Questi viaggi nel tempo, nelle storie, prendono il nome di flashback o analessi – quando si fa un salto nel passato – e di flashforward o prolessi – quando si anticipa un evento.
Veniamo al flashback. I motivi per utilizzarlo possono essere diversi: il bisogno di ragguagliare i lettori sul passato di un personaggio, di colmare una lacuna o di movimentare l’intreccio.
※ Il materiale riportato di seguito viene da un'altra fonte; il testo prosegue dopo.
PR #307, opened 2020-10-19
Fix: gocyclo refactoring and switch to go mod

tranchitella:
Changelog: none

Signed-off-by: Fabio Tranchitella <fabio.tranchitella@northern.tech>


tranchitella:
Stopping the QA pipeline, as it doesn't add any value in this PR.

lluiscampos (approved):

PR #308, opened 2020-10-19
Debug option to mender-artifact cli

merlin-northern:
Support for --debug:

```bash
#./mender-artifact write rootfs-image -f ssh://xxxx -n pi -o snapshot-release.1.0.mender -t rpi4 --debug
debug: creating artifact [snapshot-release.1.0.mender], version: 3
................................   0% 1024 KiB
```

ChangeLog:none

### DIFF
--- a/artifact/checksum.go
+++ b/artifact/checksum.go
@@ -16,7 +16,6 @@ package artifact
 
 import (
 	"bytes"
-	"github.com/minio/sha256-simd"
 	"encoding/hex"
 	"fmt"
 	"hash"
@@ -25,6 +24,7 @@ import (
 	"strings"
 	"syscall"
 
+	"github.com/minio/sha256-simd"
 	"github.com/pkg/errors"
 )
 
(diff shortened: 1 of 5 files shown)


merlin-northern:
@oleorhagen I would like to add --debug to all the commands, and then migrate maybe to go-lib-micro log library. if you like that approach I will continue.

oleorhagen:
> @oleorhagen I would like to add --debug to all the commands, and then migrate maybe to go-lib-micro log library. if you like that approach I will continue.

I like this a lot! Logging in MA is long overdue. But can we break this up in two?

So maybe we can do logging first?

If so, why `go-lib-micro` instead of say, `logrus`, like we use in the client?

lluiscampos:
> If so, why `go-lib-micro` instead of say, `logrus`, like we use in the client?

I randomly caught this! Please let's stick to `logrus`. Otherwise we would need to package `go-lib-micro` for Debian repositories...

PR #704, opened 2022-07-27
HOTT-1741: Enable support for static and dynamic search filters

willfish:
### Jira link

https://transformuk.atlassian.net/browse/HOTT-1741

### What?

This PR enables dynamic es filtering based on supported keyword indexes (mainly for facets but also we support a bunch of other static properties, too).

It enables calling the beta search api like this:

```
GET /api/beta/search?q=horses&filter[animal_state]=live&filter[goods_nomenclature_class]=Commodity
```

Which can be translated to fetch all goods nomenclature that multi match the query 'horses' and return only hits that have the `live` animal state and which are a Commodity 

I have added/removed/altered:

- [x] Adds filter generator service and specs
- [x] Enable filter passing to the beta search controller
- [x] Adds search configuration helpers to enable shared configuration
- [x] Update configuration initializer to preload all filters
- [x] Updates search service and specs to pass filters
- [x] Promote heading_id and chapter_id to have keyword indexes
- [x] Adds dynamic and static filters to goods_nomenclature_query

### Why?

I am doing this because:

- This is required so users can further refine their search results based on dynamic facet filters and static filters for all of the available keyword-indexed properties.


app/controllers/api/beta/search_controller.rb
```diff
@@ -7,7 +7,6 @@ class SearchController < ApiController
         :heading_statistics,
         :chapter_statistics,
         :guide,
-        'facet_filter_statistics',
```
willfish, line 10: This actually isn't required/is implicit when we added `'facet_filter_statistics.facet_classification_statistics'` as an include

app/elastic_search_indexes/search/goods_nomenclature_index.rb
```diff
@@ -83,6 +83,8 @@ def definition
             goods_nomenclature_class: { type: 'keyword' },
             goods_nomenclature_item_id: { type: 'text' },
             producline_suffix: { type: 'keyword' },
+            chapter_id: { type: 'keyword' },
```
willfish, line 86: Since its a requirement to filter these now we need to make sure they are backed by keyword indexes

javier-transform (approved):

Un flashback si può raccontare in vari modi. C’è il classico “Dieci anni prima accadde che…” con l’indicazione temporale che non dà adito a dubbi. Anche “Tizio passeggia sul lungomare e il suo pensiero corre veloce alle estati dell’infanzia. Come quella del ’72, quando con la nonna…” esplicita il passaggio dal presente al passato con il ricordo che scivola indietro nel tempo. Infine, l’andare a capo, spesso con una spaziatura che evidenzia il passaggio temporale, è una restituzione visiva del salto. Ma non sono gli unici modi.
Less e il flashback
Condivido quello utilizzato da Andrew Sean Greer. L’autore di Less, Premo Pulitzer nel 2018, sceglie una strada diversa. Prima di analizzare l’estratto, due cenni sulla trama: Arthur Less è un autore che ha goduto di un discreto successo con il primo libro per poi finire nell’oblio. È ben più conosciuto per essere stato il compagno di lunga data di un poeta famoso e pluripremiato. Ma come sempre accade nelle storie una serie di eventi cambiano un finale che sembrava già scritto.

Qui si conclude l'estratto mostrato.